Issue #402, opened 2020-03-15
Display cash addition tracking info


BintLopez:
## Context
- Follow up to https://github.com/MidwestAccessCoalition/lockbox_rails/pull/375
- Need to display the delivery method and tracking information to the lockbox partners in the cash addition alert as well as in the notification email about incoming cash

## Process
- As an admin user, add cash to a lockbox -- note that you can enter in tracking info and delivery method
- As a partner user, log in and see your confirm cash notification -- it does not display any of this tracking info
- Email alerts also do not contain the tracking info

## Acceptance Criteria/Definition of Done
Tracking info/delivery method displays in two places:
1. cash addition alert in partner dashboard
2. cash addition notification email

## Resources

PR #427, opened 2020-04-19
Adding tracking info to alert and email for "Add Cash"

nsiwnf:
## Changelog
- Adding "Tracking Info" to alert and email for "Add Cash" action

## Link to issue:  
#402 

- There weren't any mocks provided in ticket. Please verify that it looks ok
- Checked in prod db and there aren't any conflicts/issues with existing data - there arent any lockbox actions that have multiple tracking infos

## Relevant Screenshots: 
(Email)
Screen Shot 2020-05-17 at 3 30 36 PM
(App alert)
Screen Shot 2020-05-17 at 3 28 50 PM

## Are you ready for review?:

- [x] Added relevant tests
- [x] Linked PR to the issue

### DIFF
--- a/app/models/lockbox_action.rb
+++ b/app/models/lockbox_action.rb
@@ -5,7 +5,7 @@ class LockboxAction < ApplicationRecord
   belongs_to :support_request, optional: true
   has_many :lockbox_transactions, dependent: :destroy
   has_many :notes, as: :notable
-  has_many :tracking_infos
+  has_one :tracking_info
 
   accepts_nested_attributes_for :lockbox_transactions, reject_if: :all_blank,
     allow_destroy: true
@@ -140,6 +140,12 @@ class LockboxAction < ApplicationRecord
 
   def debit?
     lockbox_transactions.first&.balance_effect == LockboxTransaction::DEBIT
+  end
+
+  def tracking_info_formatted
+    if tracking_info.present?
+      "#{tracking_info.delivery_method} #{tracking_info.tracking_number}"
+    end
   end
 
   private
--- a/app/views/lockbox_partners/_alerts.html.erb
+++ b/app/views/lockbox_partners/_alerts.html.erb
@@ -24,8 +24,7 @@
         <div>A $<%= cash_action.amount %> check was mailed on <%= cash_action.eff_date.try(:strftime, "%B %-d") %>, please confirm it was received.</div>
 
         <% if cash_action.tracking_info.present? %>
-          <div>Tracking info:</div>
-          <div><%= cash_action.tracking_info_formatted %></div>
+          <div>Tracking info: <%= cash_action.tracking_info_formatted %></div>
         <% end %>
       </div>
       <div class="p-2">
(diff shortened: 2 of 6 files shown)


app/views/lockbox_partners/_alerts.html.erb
-.-.-
Exactly reproduce all of the entries.

Issue #402, opened 2020-03-15
Display cash addition tracking info


BintLopez:
## Context
- Follow up to https://github.com/MidwestAccessCoalition/lockbox_rails/pull/375
- Need to display the delivery method and tracking information to the lockbox partners in the cash addition alert as well as in the notification email about incoming cash

## Process
- As an admin user, add cash to a lockbox -- note that you can enter in tracking info and delivery method
- As a partner user, log in and see your confirm cash notification -- it does not display any of this tracking info
- Email alerts also do not contain the tracking info

## Acceptance Criteria/Definition of Done
Tracking info/delivery method displays in two places:
1. cash addition alert in partner dashboard
2. cash addition notification email

## Resources

PR #427, opened 2020-04-19
Adding tracking info to alert and email for "Add Cash"

nsiwnf:
## Changelog
- Adding "Tracking Info" to alert and email for "Add Cash" action

## Link to issue:  
#402 

- There weren't any mocks provided in ticket. Please verify that it looks ok
- Checked in prod db and there aren't any conflicts/issues with existing data - there arent any lockbox actions that have multiple tracking infos

## Relevant Screenshots: 
(Email)
Screen Shot 2020-05-17 at 3 30 36 PM
(App alert)
Screen Shot 2020-05-17 at 3 28 50 PM

## Are you ready for review?:

- [x] Added relevant tests
- [x] Linked PR to the issue

### DIFF
--- a/app/models/lockbox_action.rb
+++ b/app/models/lockbox_action.rb
@@ -5,7 +5,7 @@ class LockboxAction < ApplicationRecord
   belongs_to :support_request, optional: true
   has_many :lockbox_transactions, dependent: :destroy
   has_many :notes, as: :notable
-  has_many :tracking_infos
+  has_one :tracking_info
 
   accepts_nested_attributes_for :lockbox_transactions, reject_if: :all_blank,
     allow_destroy: true
@@ -140,6 +140,12 @@ class LockboxAction < ApplicationRecord
 
   def debit?
     lockbox_transactions.first&.balance_effect == LockboxTransaction::DEBIT
+  end
+
+  def tracking_info_formatted
+    if tracking_info.present?
+      "#{tracking_info.delivery_method} #{tracking_info.tracking_number}"
+    end
   end
 
   private
--- a/app/views/lockbox_partners/_alerts.html.erb
+++ b/app/views/lockbox_partners/_alerts.html.erb
@@ -24,8 +24,7 @@
         <div>A $<%= cash_action.amount %> check was mailed on <%= cash_action.eff_date.try(:strftime, "%B %-d") %>, please confirm it was received.</div>
 
         <% if cash_action.tracking_info.present? %>
-          <div>Tracking info:</div>
-          <div><%= cash_action.tracking_info_formatted %></div>
+          <div>Tracking info: <%= cash_action.tracking_info_formatted %></div>
         <% end %>
       </div>
       <div class="p-2">
(diff shortened: 2 of 6 files shown)


app/views/lockbox_partners/_alerts.html.erb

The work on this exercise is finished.